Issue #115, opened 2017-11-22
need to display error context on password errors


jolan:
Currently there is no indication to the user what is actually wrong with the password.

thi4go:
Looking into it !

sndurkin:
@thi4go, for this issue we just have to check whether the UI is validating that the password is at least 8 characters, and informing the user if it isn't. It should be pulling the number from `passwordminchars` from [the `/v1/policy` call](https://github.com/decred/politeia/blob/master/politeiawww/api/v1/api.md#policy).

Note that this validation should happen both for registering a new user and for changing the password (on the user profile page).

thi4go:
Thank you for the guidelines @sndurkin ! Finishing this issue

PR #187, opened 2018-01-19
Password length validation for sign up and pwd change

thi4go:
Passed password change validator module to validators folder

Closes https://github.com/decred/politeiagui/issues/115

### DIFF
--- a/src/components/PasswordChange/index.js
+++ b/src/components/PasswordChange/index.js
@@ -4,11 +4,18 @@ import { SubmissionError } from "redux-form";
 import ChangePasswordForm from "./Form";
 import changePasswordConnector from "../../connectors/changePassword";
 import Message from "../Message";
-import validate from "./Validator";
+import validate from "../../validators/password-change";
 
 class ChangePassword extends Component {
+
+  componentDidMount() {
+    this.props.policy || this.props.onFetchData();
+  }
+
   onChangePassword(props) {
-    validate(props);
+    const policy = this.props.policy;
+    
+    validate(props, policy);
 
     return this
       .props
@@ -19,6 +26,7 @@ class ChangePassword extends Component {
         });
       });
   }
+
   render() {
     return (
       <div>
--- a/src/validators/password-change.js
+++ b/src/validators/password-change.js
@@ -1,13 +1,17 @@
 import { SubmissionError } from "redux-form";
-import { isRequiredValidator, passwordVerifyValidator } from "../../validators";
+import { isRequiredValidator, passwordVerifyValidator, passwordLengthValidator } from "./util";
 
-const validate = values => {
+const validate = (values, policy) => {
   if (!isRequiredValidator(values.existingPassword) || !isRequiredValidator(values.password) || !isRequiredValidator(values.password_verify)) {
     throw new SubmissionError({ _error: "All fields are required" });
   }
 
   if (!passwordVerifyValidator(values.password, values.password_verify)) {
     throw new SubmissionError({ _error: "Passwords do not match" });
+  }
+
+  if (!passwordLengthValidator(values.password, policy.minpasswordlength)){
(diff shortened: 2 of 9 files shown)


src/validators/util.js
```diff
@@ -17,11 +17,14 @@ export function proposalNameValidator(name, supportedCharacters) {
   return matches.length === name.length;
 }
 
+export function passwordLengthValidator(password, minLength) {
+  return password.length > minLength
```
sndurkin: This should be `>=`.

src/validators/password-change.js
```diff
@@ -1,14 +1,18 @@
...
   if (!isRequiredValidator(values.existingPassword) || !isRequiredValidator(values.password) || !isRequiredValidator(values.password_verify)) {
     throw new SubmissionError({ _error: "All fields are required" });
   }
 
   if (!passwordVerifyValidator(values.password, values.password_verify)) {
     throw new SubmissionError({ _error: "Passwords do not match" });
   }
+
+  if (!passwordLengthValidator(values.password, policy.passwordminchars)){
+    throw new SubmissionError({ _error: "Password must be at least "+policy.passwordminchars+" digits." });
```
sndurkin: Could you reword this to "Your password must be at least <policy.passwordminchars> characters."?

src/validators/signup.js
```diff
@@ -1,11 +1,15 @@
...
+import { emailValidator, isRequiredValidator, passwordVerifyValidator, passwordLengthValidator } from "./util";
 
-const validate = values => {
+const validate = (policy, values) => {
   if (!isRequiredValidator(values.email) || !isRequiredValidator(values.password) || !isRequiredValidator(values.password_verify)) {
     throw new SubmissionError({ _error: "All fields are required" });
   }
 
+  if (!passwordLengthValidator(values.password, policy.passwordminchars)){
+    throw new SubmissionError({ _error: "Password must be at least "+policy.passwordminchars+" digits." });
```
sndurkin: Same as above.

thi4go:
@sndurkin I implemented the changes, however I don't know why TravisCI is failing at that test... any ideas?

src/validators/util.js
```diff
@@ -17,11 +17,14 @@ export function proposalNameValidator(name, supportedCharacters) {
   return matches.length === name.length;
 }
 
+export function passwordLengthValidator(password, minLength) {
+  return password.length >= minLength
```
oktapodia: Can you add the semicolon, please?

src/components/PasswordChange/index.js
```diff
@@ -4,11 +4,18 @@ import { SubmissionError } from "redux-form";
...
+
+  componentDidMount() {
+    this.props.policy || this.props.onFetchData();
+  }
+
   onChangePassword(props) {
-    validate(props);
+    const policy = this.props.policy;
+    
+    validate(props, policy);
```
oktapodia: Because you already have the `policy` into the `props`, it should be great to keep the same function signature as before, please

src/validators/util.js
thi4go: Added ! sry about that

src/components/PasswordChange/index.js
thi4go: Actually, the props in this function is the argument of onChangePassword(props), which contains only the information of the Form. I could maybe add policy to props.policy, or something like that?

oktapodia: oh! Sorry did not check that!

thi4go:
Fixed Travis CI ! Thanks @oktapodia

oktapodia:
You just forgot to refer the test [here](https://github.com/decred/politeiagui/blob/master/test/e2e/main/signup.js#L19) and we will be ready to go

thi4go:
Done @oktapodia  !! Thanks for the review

══════════════════════════════

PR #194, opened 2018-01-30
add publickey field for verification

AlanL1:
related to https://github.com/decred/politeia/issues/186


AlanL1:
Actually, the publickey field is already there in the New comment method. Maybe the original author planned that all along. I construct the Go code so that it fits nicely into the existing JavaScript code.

══════════════════════════════

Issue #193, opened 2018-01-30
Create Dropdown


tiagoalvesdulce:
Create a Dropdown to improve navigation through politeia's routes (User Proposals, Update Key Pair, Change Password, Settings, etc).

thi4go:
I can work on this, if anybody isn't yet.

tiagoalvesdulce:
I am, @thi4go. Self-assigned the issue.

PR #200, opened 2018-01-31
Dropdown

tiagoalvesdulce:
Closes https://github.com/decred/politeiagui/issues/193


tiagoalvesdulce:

══════════════════════════════

- HOW TO COMPLETE THIS TASK
Search term "passwordVerifyValidator": return each line of the data that contains it.

- ANSWER TO THE PROBLEM
-import { isRequiredValidator, passwordVerifyValidator } from "../../validators";
+import { isRequiredValidator, passwordVerifyValidator, passwordLengthValidator } from "./util";
   if (!passwordVerifyValidator(values.password, values.password_verify)) {
   if (!passwordVerifyValidator(values.password, values.password_verify)) {
+import { emailValidator, isRequiredValidator, passwordVerifyValidator, passwordLengthValidator } from "./util";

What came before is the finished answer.